The model has picked up the Swedish really well, though. I didn’t expect one epoch to make it that good. It’s based on NousResearch/Llama-2-7b-chat-hf, mainly because it allowed me to try out finetuning on the free tier of Colab. The knowledge quality of the model is so-so, though. It usually gets the first sentence right, and then starts to hallucinate, wildly. I expect more training would help, but I’m not sure whether to continue, or start over with a Mistral base instead?
The repetition bug is also prevalent, to the point of being hilarious, if I hadn’t spent time and money on doing this. :) I don’t see anyone talking about it anymore, so I expect it is solved in more recent models?
For future finetuning, I’ve done a number of fixes to the dataset, removing some obvious mistakes, pruning some odd generations, and hand-refined the first 100 rows (out of 52000).
I think I’ll also try to produce an additional small dataset (let’s call it ‘alignment’) to apply afterwards. This would include some more knowledge in the Swedish language, etc. And some RLHF. So if anyone tries it out, feel free to send me your chat logs. If they’re corrected, all the better, but anything would help.

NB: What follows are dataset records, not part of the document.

PR #2949, opened 2022-03-30
4 labs tried to solve :/

sina-kaabi:
hard work to complete all 8!

### DIFF
--- a/src/functions-and-arrays.js
+++ b/src/functions-and-arrays.js
@@ -1,38 +1,127 @@
 // Iteration #1: Find the maximum
-function maxOfTwoNumbers() {}
+
+
+function maxOfTwoNumbers(harrySize, bobSize) {
+  if (harrySize < bobSize) {
+    return bobSize;
+  } 
+  
+  else if (bobSize < harrySize) {
+    return harrySize;
+   }
+
+   else  {
+     return harrySize;
+   }
+  
+};
+
+let harrySize = 7;
+let bobSize = 5;
+
+console.log(maxOfTwoNumbers(harrySize, bobSize));
+
 
 
 
 // Iteration #2: Find longest word
-const words = ['mystery', 'brother', 'aviator', 'crocodile', 'pearl', 'orchard', 'crackpot'];
+//const words = ['mystery', 'brother', 'aviator', 'crocodile', 'pearl', 'orchard', 'crackpot'];
 
-function findLongestWord() {}
+/*findLongestWord("mystery brother aviator crocodile pearl orchard crackpot"); */
+
+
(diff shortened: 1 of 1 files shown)


src/functions-and-arrays.js
```diff
@@ -1,38 +1,127 @@
...
+   else  {
+     return harrySize;
+   }
+  
+};
+
+let harrySize = 7;
+let bobSize = 5;
+
+console.log(maxOfTwoNumbers(harrySize, bobSize));
```
TA-Remote, line 22: when you finish writing your code, always try to cleanup and delete anything that is unused ;)

src/functions-and-arrays.js
```diff
@@ -1,38 +1,127 @@
...
+ 
+  for(var i = 0; i < myArray.length; i++){
+    if(myArray[i].length > longestWord){
+	longestWord = myArray[i].length;
+     }
+  }
+  return longestWord;
+}
+
+console.log(longestStringForLoop(myArray));
```
TA-Remote, line 57: Here you have changed the name of the function - so the tests cannot find and check it! This week more labs will have automated tests, so be sure not to touch the function ma,e only write code inside the function scope :)

Also, your longestWord has to be a string, the actual word. Currently, on line 51, your saving (and later returning) the length of that string.

src/functions-and-arrays.js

Overall, it’s been a fun learning experience so far, since this was the first time I used Google Colab for anything, and the first time I’ve quantized anything.
Would you advice me to start over with a better base and a better dataset, or continue for more epochs with what I have?
Try to fine tune a 13b model instead, which has a way better command of Swedish than the 7B. And in my experience tends to have less issues with becoming repetitive etc.
I will. I also like 13b models. They seem like the perfect balance for us gpu starved people. But I’d rather fail some on 7b models first, since it’s quicker to iterate on them.